Whatever the cause may be, the fact that William Lane Craig, an apologist for genocide and divine-command ethics, can stand in front of any audience and claim that only God can provide an “objective” moral standard without being laughed from the stage illustrates the point perfectly. I recommend reading the links in that previous sentence, and then comparing him with his argument that starts around 7:11 in this clip:

Simply unbelievable: an intelligent philosopher can argue that slaughtering defenseless women and children and taking young girls as rape-slaves is moral when God commands it in the OT, and then turn around and in front of a packed auditorium claim that there would be no way to know that rape was “really wrong” without God's injunction against it. I haven't seen as convincing a portrayal of split-personality disorder since Fight Club.

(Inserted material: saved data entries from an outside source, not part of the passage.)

PR #1847, opened 2021-05-26
kv/client: fix time is not updated when receiving committed event

amyangfei:

Fix a bug in kv client v2 that committed events are not counted in event ts manager

- Always send ts update notification to event ts manager when region receives any event and it is not initialized.
- Remove a failpoint in test case, and we can update global variable directly.

### Check List 

Tests 

 - Unit test
 - Integration test

### Release note

- No release note

### DIFF
--- a/cdc/kv/client_test.go
+++ b/cdc/kv/client_test.go
@@ -2803,11 +2803,11 @@ func (s *etcdSuite) testKVClientForceReconnect(c *check.C) {
 
 	err = failpoint.Enable("github.com/pingcap/ticdc/cdc/kv/kvClientResolveLockInterval", "return(1)")
 	c.Assert(err, check.IsNil)
-	err = failpoint.Enable("github.com/pingcap/ticdc/cdc/kv/kvClientReconnectInterval", "return(3)")
-	c.Assert(err, check.IsNil)
+	originalReconnectInterval := reconnectInterval
+	reconnectInterval = 3 * time.Second
 	defer func() {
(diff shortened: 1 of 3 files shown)


leoppro (approved):

cdc/kv/client_test.go
```diff
@@ -2803,11 +2803,11 @@ func (s *etcdSuite) testKVClientForceReconnect(c *check.C) {
 
 	err = failpoint.Enable("github.com/pingcap/ticdc/cdc/kv/kvClientResolveLockInterval", "return(1)")
 	c.Assert(err, check.IsNil)
-	err = failpoint.Enable("github.com/pingcap/ticdc/cdc/kv/kvClientReconnectInterval", "return(3)")
-	c.Assert(err, check.IsNil)
+	originalReconnectInterval := reconnectInterval
+	reconnectInterval = 3 * time.Second
```
liuzix, line 2807: Is it possible for the race detector to complain about this?

leoppro:
any command to cancel LGTM? /unlgtm

leoppro:
> any command to cancel LGTM? /unlgtm

fine, I have to review this PR ASAP

cdc/kv/client_test.go
amyangfei: No, the test cases run in sequence. (The original code also changes the global value, but triggered by the failpoint)

amyangfei:
> any command to cancel LGTM? /unlgtm

@leoppro try `/lgtm cancel`

Issue #1724, opened 2021-04-29
Fail-fast for unrecoverable DML errors


liuzix:
## Feature Request

**Is your feature request related to a problem? Please describe:**
Users can be frustrated if an unrecoverable error such as `tableNotExists` is not reported in a timely fashion.

**Describe the feature you'd like:**
Instead of retrying, the sink should fail fast when a DML error is likely to be unrecoverable without manual intervention.

**Describe alternatives you've considered:**
Report currently on-going retries.

**Teachability, Documentation, Adoption, Migration Strategy:**
We should take care to ensure that failed changefeeds are periodically retried, in case the user completed the manual intervention and expects the changefeed to continue on its own.

amyangfei:
duplicated with https://github.com/pingcap/ticdc/issues/525

ben1009:
close this one, all prs got merged

PR #1848, opened 2021-05-26
pkg: add a new retry to support the error isRetryable or not

ben1009:
-  intention is  try to solve Fail-fast for unrecoverable DML errors #1724, for now add a new retry pkg, will try to replace the current retry usage later
- add functional options feature to better support extend the retry ability
- return `ctx.Error()` when got canceled instead of just return err, for more detail check https://github.com/cenkalti/backoff/issues/97
- support RunWithInfiniteRetry and RunSpecificTimesRetry in one func with `WithInfiniteTries, WithMaxTries` Option
- change the param from WithMaxRetries to WithMaxTries for better understanding 	
```
        just paste some comments from test

        err := Run(500*time.Millisecond, 3, f)
	c.Assert(err, check.ErrorMatches, "test")
	// It's weird that backoff may retry one more time than maxTries.
	// Because the steps in backoff.Retry is:
	// 1. Call function
	// 2. Compare numTries and maxTries
	// 3. Increment numTries
	c.Assert(callCount, check.Equals, 3+1)
```
add a new implementation of retry to support config error retry or not

### Check List 

Tests 

 - Unit test

Code changes

 - Has new function added

Related changes


pkg/retry/options.go
```diff
@@ -0,0 +1,90 @@
+// Copyright 2020 PingCAP, Inc.
```
lonng, line 1:
```suggestion
// Copyright 2021 PingCAP, Inc.
```

pkg/retry/options.go
```diff
@@ -0,0 +1,90 @@
...
+	return &retryOptions{
+		maxTries:    defaultMaxTries,
+		backoffBase: defaultBackoffBaseInMs,
+		backoffCap:  defaultBackoffCapInMs,
+		isRetryable: func(err error) bool { return true },
+	}
+}
+
+// WithBackoffBaseDelay configures the initial delay
+func WithBackoffBaseDelay(delayInMs int64) Option {
```
lonng, line 50: Can we use `time.Duration` to represent the `delayInMs` instead of `int64`?

pkg/retry/retry_with_opt.go
```diff
@@ -0,0 +1,94 @@
+// Copyright 2020 PingCAP, Inc.
```
lonng, line 1:
```suggestion
// Copyright 2021 PingCAP, Inc.
```

pkg/retry/retry_test.go
```diff
@@ -121,3 +126,96 @@ func (s *runSuite) TestInfiniteRetry(c *check.C) {
...
+		case <-ctx.Done():
+			return ctx.Err()
+		default:
+		}
+		callCount++
+		return errors.New("test")
+	}
+
+	err := Do(ctx, f, WithInfiniteTries(), WithBackoffBaseDelay(2), WithBackoffMaxDelay(10))
+	log.Info("Test_DoCancelInfiniteRetry run f times", zap.Int("tries", callCount))
```
lonng, line 201: It's better to delete the log in the unit tests and use `Commentf` if you want print some extra information.

pkg/retry/retry_with_opt.go
```diff
@@ -0,0 +1,94 @@
...
+
+func run(ctx context.Context, op Operation, retryOption *retryOptions) error {
+	select {
+	case <-ctx.Done():
+		return ctx.Err()
+	default:
+	}
+
+	var t *time.Timer
+	try := 0.0
```
lonng, line 50: It's weird to use a float type number to represent the tried counter.

pkg/retry/retry_with_opt.go
```diff
@@ -0,0 +1,94 @@
...
+
+		try++
+		if try >= retryOption.maxTries {
+			return errors.Wrapf(err, "reach maximum try:%f", retryOption.maxTries)
+		}
+
+		backOff = getBackoffInMs(retryOption.backoffBase, retryOption.backoffCap, try)
+		if t == nil {
+			t = time.NewTimer(backOff)
+			defer t.Stop()
```
lonng, line 70: It's a bad idea to use `defer` in the loop. I think we can use `time.After` function to construct a one-off ticker.

liuzix:
Can we make use of `github.com/cenkalti/backoff`?

pkg/retry/options.go
ben1009: we could, but normally the delay should be covered at ms or s level, so just a int64 seems all right and more convenient  IMO

pkg/retry/retry_with_opt.go
ben1009: i agree with you, but for this case the defer only get called once `if t=nil`, so should be fine. could use `time.After` instead, let gc taking care of `NewTimer`, but i prefer not use time.After in select{}

ben1009:
> Can we make use of `github.com/cenkalti/backoff`?

i also want reuse `github.com/cenkalti/backoff` at the first place, but after check the code, seems rewrite could be  easier than add  the feature i want in the pkg, for instance check the issues https://github.com/cenkalti/backoff/issues

pkg/retry/options.go
```diff
@@ -0,0 +1,90 @@
...
+	defaultBackoffCapInMs = 100.0
+	defaultMaxTries       = 3
+)
+
+// Option ...
+type Option func(*retryOptions)
+
+// retryOptions ...
+type retryOptions struct {
+	maxTries    float64
```
lonng, line 33: Why the `maxTries` is a float type?

pkg/retry/retry_test.go
```diff
@@ -121,3 +124,94 @@ func (s *runSuite) TestInfiniteRetry(c *check.C) {
 	c.Assert(reportedElapsed, check.Greater, time.Second)
 	c.Assert(reportedElapsed, check.LessEqual, 3*time.Second)
 }
+
+func (s *runSuite) Test_DoShouldRetryAtMostSpecifiedTimes(c *check.C) {
```
overvenus, line 128:
```suggestion
func (s *runSuite) TestDoShouldRetryAtMostSpecifiedTimes(c *check.C) {
```

Tips about golang naming, https://golang.org/doc/effective_go#mixed-caps

pkg/retry/retry_test.go
```diff
@@ -121,3 +124,94 @@ func (s *runSuite) TestInfiniteRetry(c *check.C) {
...
+		callCount++
+		return errors.New("test")
+	}
+
+	err := Do(context.Background(), f, WithMaxTries(3))
+	c.Assert(err, check.ErrorMatches, "*test")
+	c.Assert(callCount, check.Equals, 3)
+}
+
+func (s *runSuite) Test_DoShouldStopOnSuccess(c *check.C) {
```
overvenus, line 141:
```suggestion
func (s *runSuite) TestDoShouldStopOnSuccess(c *check.C) {
```

pkg/retry/retry_test.go
```diff
@@ -121,3 +124,94 @@ func (s *runSuite) TestInfiniteRetry(c *check.C) {
...
+		}
+		return errors.New("test")
+	}
+
+	err := Do(context.Background(), f, WithMaxTries(3))
+	c.Assert(err, check.IsNil)
+	c.Assert(callCount, check.Equals, 2)
+}
+
+func (s *runSuite) Test_IsRetryable(c *check.C) {
```
overvenus, line 157:
```suggestion
func (s *runSuite) TestIsRetryable(c *check.C) {
```

pkg/retry/retry_test.go
```diff
@@ -121,3 +124,94 @@ func (s *runSuite) TestInfiniteRetry(c *check.C) {
...
+	c.Assert(callCount, check.Equals, 1)
+
+	callCount = 0
+	err = Do(context.Background(), f, WithMaxTries(3))
+
+	c.Assert(errors.Cause(err), check.Equals, context.Canceled)
+	c.Assert(callCount, check.Equals, 3)
+}
+
+func (s *runSuite) Test_DoCancelInfiniteRetry(c *check.C) {
```
overvenus, line 183:
```suggestion
func (s *runSuite) TestDoCancelInfiniteRetry(c *check.C) {
```

pkg/retry/retry_test.go
```diff
@@ -121,3 +124,94 @@ func (s *runSuite) TestInfiniteRetry(c *check.C) {
...
+		return errors.New("test")
+	}
+
+	err := Do(ctx, f, WithInfiniteTries(), WithBackoffBaseDelay(2), WithBackoffMaxDelay(10))
+	c.Assert(err, check.Equals, context.DeadlineExceeded)
+	c.Assert(callCount, check.GreaterEqual, 1, check.Commentf("tries:%d", callCount))
+	c.Assert(float64(callCount), check.Less, math.Inf(1))
+}
+
+func (s *runSuite) Test_DoCancelAtBeginning(c *check.C) {
```
overvenus, line 204:
```suggestion
func (s *runSuite) TestDoCancelAtBeginning(c *check.C) {
```

pkg/retry/retry_with_opt.go
```diff
@@ -0,0 +1,94 @@
...
+			return nil
+		}
+
+		if !retryOption.isRetryable(err) {
+			return err
+		}
+
+		try++
+		if int64(try) >= retryOption.maxTries {
+			return errors.Wrapf(err, "reach maximum try:%d", retryOption.maxTries)
```
overvenus, line 64:
```suggestion
			return errors.Annotatef(err, "reach maximum try:%d", retryOption.maxTries)
```

TiCDC uses `errors.Annotatef`.

pkg/retry/retry_with_opt.go
```diff
@@ -0,0 +1,94 @@
...
+		case <-ctx.Done():
+			return ctx.Err()
+		case <-t.C:
+		}
+	}
+}
+
+// getBackoffInMs returns the duration to wait before next try
+// See https://www.awsarchitectureblog.com/2015/03/backoff.html
+func getBackoffInMs(backoffBaseInMs, backoffCapInMs, try float64) time.Duration {
```
overvenus, line 85: Could you add tests for try `math.MinInt64`, `-1`, `[0-9]`, `math.MaxInt64`?

overvenus:
What's your next step in solving #1724?

ben1009:
> What's your next step in solving #1724?

will make the change in another pr, since have 10+ usage exclude tests, do not want involve too many changes in one place.
- replace current retry pkg with this one
- config WithIsRetryableErr for differenet cases
-  add more tests

pkg/retry/retry_test.go
ben1009: my intention is to use `_` to separate new pkg tests from old one, i will rm `_` to make you happy 🤡

pkg/retry/options.go
```diff
@@ -0,0 +1,89 @@
...
+	defaultBackoffCapInMs = 100.0
+	defaultMaxTries       = 3
+)
+
+// Option ...
+type Option func(*retryOptions)
+
+type retryOptions struct {
+	maxTries    int64
+	backoffBase float64
```
liuzix, line 33: Specify the unit here? Milliseconds?

pkg/retry/options.go
```diff
@@ -0,0 +1,89 @@
...
+	backoffCap  float64
```
liuzix, line 34: ditto

pkg/retry/options.go
```diff
@@ -0,0 +1,89 @@
...
+	return &retryOptions{
+		maxTries:    defaultMaxTries,
+		backoffBase: defaultBackoffBaseInMs,
+		backoffCap:  defaultBackoffCapInMs,
+		isRetryable: func(err error) bool { return true },
+	}
+}
+
+// WithBackoffBaseDelay configures the initial delay
+func WithBackoffBaseDelay(delayInMs int64) Option {
```
liuzix, line 49: Is zero an acceptable input here? Comment on it?

pkg/retry/options.go
```diff
@@ -0,0 +1,89 @@
...
+
+// Option ...
+type Option func(*retryOptions)
+
+type retryOptions struct {
+	maxTries    int64
+	backoffBase float64
+	backoffCap  float64
+	// isRetryable checks the error is safe to retry or not, eg. "context.Canceled" better not retry
+	isRetryable func(error) bool
```
liuzix, line 36: Maybe we can add a type alias `Pred` for `func(error) bool`?

pkg/retry/options.go
```diff
@@ -0,0 +1,89 @@
...
+func WithMaxTries(tries int64) Option {
+	return func(o *retryOptions) {
+		if tries > 0 {
+			o.maxTries = tries
+		}
+	}
+}
+
+// WithInfiniteTries configures to retry forever (math.MaxInt64 times) till success or got canceled
+func WithInfiniteTries() Option {
```
liuzix, line 76:
```suggestion
func WithInfiniteRetries() Option {
```

pkg/retry/retry_with_opt.go
```diff
@@ -0,0 +1,94 @@
...
+			return nil
+		}
+
+		if !retryOption.isRetryable(err) {
+			return err
+		}
+
+		try++
+		if int64(try) >= retryOption.maxTries {
+			return errors.Annotatef(err, "reach maximum try:%d", retryOption.maxTries)
```
liuzix, line 64: Please add a new error in `pkg/errors`

pkg/retry/retry_with_opt.go
```diff
@@ -0,0 +1,95 @@
...
+// See https://www.awsarchitectureblog.com/2015/03/backoff.html
+func getBackoffInMs(backoffBaseInMs, backoffCapInMs, try float64) time.Duration {
+	temp := int64(math.Min(backoffCapInMs, backoffBaseInMs*math.Exp2(try)) / 2)
+	if temp <= 0 {
+		temp = 1
+	}
+	sleep := temp + rand.Int63n(temp)
+
+	backOff := math.Min(backoffCapInMs, float64(rand.Int63n(sleep*3))+backoffBaseInMs)
+	return time.Duration(math.Min(backoffCapInMs, backOff)) * time.Millisecond
```
amyangfei, line 94: Seems `backOff` has counted `math.Min(backoffCapInMs, xx)` in L93, we don't need to `math.Min` again in L94?

pkg/retry/options.go
```diff
@@ -0,0 +1,89 @@
...
+			o.backoffBaseInMs = float64(delayInMs)
+		}
+	}
+}
+
+// WithBackoffMaxDelay configures the maximum delay, if delayInMs <= 0 "defaultBackoffCapInMs" will be used
+func WithBackoffMaxDelay(delayInMs int64) Option {
+	return func(o *retryOptions) {
+		if delayInMs > 0 {
+			o.backoffCapInMs = float64(delayInMs)
```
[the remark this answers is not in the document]
ben1009: i think what u mean is `backoffCapInMs < backoffBaseInMs`, 
`temp := int64(math.Min(backoffCapInMs, backoffBaseInMs*math.Exp2(try)) / 2))`
will always use `backoffCapInMs` to calculate, kind like after try for 100 times, always return `backoffCapInMs` for `math.Min(backoffCapInMs, backoffBaseInMs*math.Exp2(try)) / 2)`

amyangfei (approved):

ben1009:
/run-integration-tests /tidb=release-5.0 /tikv=release-5.0 /pd=release-5.0 /tiflash=release-5.0

ben1009:
/run-integration-tests /tidb=release-5.0 /tikv=release-5.0 /pd=release-5.0 /tiflash=release-5.0

overvenus (approved):
LGTM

The entire debate with Austin Dacey is worth a watch. Craig fires his usual volley, presenting his “5 reasons” as if they made an interlocking case while trying to hide the many assumptions he slips in to paper over the gaps. Though Dacey can be a bit sleep-inducing, he makes some excellent points in his opening- points that Craig's rebuttal can barely touch. Of course, as usual, Craig's flow and clarity (as well as cute little tricks like not-quite-honest summaries of his opponent's positions!) makes him seem like the clear winner, especially to a casual viewer. No wonder Luke Muehlhauser over at Commonsenseatheism called Craig a “jedi master” debater (though one commenter mentioned that he's more of a Sith Lord!).